Map205 contributes to the regulation of Polo in vivo. (A–C) Overexpression of Map205 enhances Polo-dependent defects. (A) Percentage of hatching embryos produced by females of the indicated genotypes. All genotypes included one copy of the Maternal α-Tubulin Gal4 driver (not shown). TM6C is a balancer chromosome. Map205 transgenes were under the control of the UASp promoter. Transgenic lines were selected for equal and moderate overexpression levels of Map205 variants (Supplemental Fig. S8). At least 1000 embryos laid by 12 females over 3 d were scored for each genotype. (B) Percentage of nuclei showing single centrosome detachment in syncytial blastoderm embryos (cycles 10–13) produced by females of the indicated genotypes (as in A, separate experiment). Between five and 10 embryos were scored for each entry (±SEM). (C, right) Examples of single centrosome detachment (arrows) observed in prophase and in metaphase (genotypes are as in A and B). The metaphase spindles on the bottom and on the right show typical single centrosome detachment, while the spindle on the top appears normal. (Left) Image taken from a control embryo where both centrosomes remain normally tethered to the nuclear envelope in prophase. Stainings are α-Tubulin (green), γ-Tubulin (red), and DNA (blue). Bar, 10 μm. (D) Percentage of prophase nuclei showing single centrosome detachment in syncytial blastoderm embryos (cycles 10–13) produced by females of the indicated genotype (as in A and B, separate experiment). Ten embryos were scored for each entry (±SEM). (E) Deletion of Map205 partially rescues the Polo-dependent centrosome detachment. Percentage of prophase nuclei showing single centrosome detachment in preblastoderm (cycles 8–9) and early blastoderm (cycles 10–11) embryos produced by females of the indicated genotypes.

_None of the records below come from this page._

PR #837, opened 2026-07-13
Support label-aware Clifford symplectic reps

enielse:
**Summary**
Adds ability to resolve Clifford symplectic representations using full `Label` objects, including arguments, before falling back to gate-name lookup.  Previously we only used the `name` of a Label, which is fine as long as all the gates being compiled have different names but can be insufficient when using parameterized gates.

**Changes**
- Adds support for label-aware symplectic rep factories so parameterized gates can participate in Clifford compilation.
- Preserved/remapd label-like gate arguments during processor-spec cloning, subsetting, and qubit-label mapping.  This is necessary when a parameterized gate's arguments are themselves qubit indices/labels.
- Updates model and processor-spec symplectic-rep handling to retain label-specific reps when same-name gates differ.  Otherwise falls back to old behavior to avoid backward compatibility problems.
- Add unit coverage for label-specific lookup, serialization, argument remapping, symplectic circuit evaluation, and compiler template search.


pygsti/tools/symplectic.py
```diff
@@ -1058,6 +1060,28 @@ def compute_internal_gate_symplectic_representations(gllist=None):
     return srep_dict
 
 
+def _evaluate_clifford_srep(value: _Any, gate_label: _Label):
+    """Return a symplectic representation from a static value or label-aware callable."""
+    return value(gate_label) if callable(value) else value
```
rileyjmurray: I'd rather that we in-line this code rather than define it and only use it twice.  It doesn't seem that meaningful when separated from the contexts where it's currently used.

test/unit/objects/test_processorspec.py
rileyjmurray: While we're here, can you remove this, Erik?

pygsti/processors/processorspec.py
```diff
@@ -994,8 +1017,18 @@ def _to_nice_serialization(self):
...
-        state['symplectic_reps'] = {k: (self._encodemx(s), self._encodemx(p))
-                                    for k, (s, p) in self._symplectic_reps.items()}
+        static_symplectic_reps = {k: v for k, v in self._symplectic_reps.items() if v is not None}
+        if any((isinstance(k, _Lbl) for k in static_symplectic_reps)):
+            state['symplectic_reps'] = [
+                {'key_type': 'label' if isinstance(k, _Lbl) else 'name',
+                 'key': k.to_native() if isinstance(k, _Lbl) else k,
+                 'srep': (self._encodemx(s), self._encodemx(p))}
+                for k, (s, p) in static_symplectic_reps.items()
+            ]
```
rileyjmurray: Please flatten (de-nest) this statement.

pygsti/processors/processorspec.py
```diff
@@ -1067,6 +1109,49 @@ def compute_ops_on_qubits(self):
...
+        return {gn: indices for gn, indices in self.gate_arg_label_indices.items() if gn in gate_name_set}
+
+    def _nonstd_gate_symplecticreps_for_clone(self, gate_names=None, qubit_labels=None, mapper=None):
+        """Return explicit symplectic reps and factories for a cloned processor spec.
+
+        Exact-label entries are filtered when a subset removes labels and are
+        remapped when a clone changes state-space labels.  Name-keyed entries
+        are copied unchanged because they remain applicable to all labels of
+        that gate name.
+        """
```
rileyjmurray, line 1136: Could you add a small concrete example to the docstring?

pygsti/processors/processorspec.py
rileyjmurray: While we're here, can you look into if this TODO is still valid? We should either make the change or remove the TODO.

rileyjmurray (changes requested):
Changes to explicitopmodel.py and implicitopmodel.py are duplicated almost verbatim. Is there a way to recycle this logic by putting it somewhere else? If not a base class implementation, there could be private free functions in the file holding the base class.

I left a few individual comments too. LMK when you'd like another review.

pygsti/tools/symplectic.py
enielse: Done.

test/unit/objects/test_processorspec.py
enielse: Yes, fine to remove.  I removed it.

pygsti/processors/processorspec.py
enielse: Done.

pygsti/processors/processorspec.py
enielse: Done.

pygsti/processors/processorspec.py
enielse: Yeah, that's an old outdated comment.  I removed it.

enielse:
I think I addressed all the items.  I refactored the common implicit and explicit model code into a single function in the common `OpModel` base class (`OpModel.compute_clifford_symplectic_reps()`).  When you have a chance could you give this PR another review?

pygsti/processors/processorspec.py
```diff
@@ -1195,6 +1327,71 @@ def compute_clifford_symplectic_reps(self, gatename_filter=None):
...
+        and then rebase those templates onto real processor labels.  Most label
+        arguments are physical parameters and should not be remapped, but some
+        argumented gates use arguments to identify state-space labels.  The
+        `gate_arg_label_indices` constructor argument identifies those positions.
+        """
+        gate_label = _Lbl(gate_label)
+        if isinstance(mapper, dict):
+            map_label = mapper.__getitem__
+        else:
+            map_label = mapper
```
rileyjmurray, line 1380: I'd never seen this way of normalizing a dict input into a callable input! I love it.

rileyjmurray (approved):
Looks great. TYSM!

Note that single centrosome detachment is frequent in embryos laid by polo¹¹/+ females and that this defect is partially rescued by deletion of map205. Between five and 10 embryos were scored for each entry (±SEM). Refer to Supplemental Figure S9 for sample images. (F) Western blot from embryos laid by females of the indicated genotypes (0–3 h collection; as in E). (Top) Map205 detection. (*) Cross-reacting band serving as a loading control. (Bottom) Polo detection. Note that the absence of Map205 does not correlate with a lower amount of Polo in embryos (unlike in cultured cells).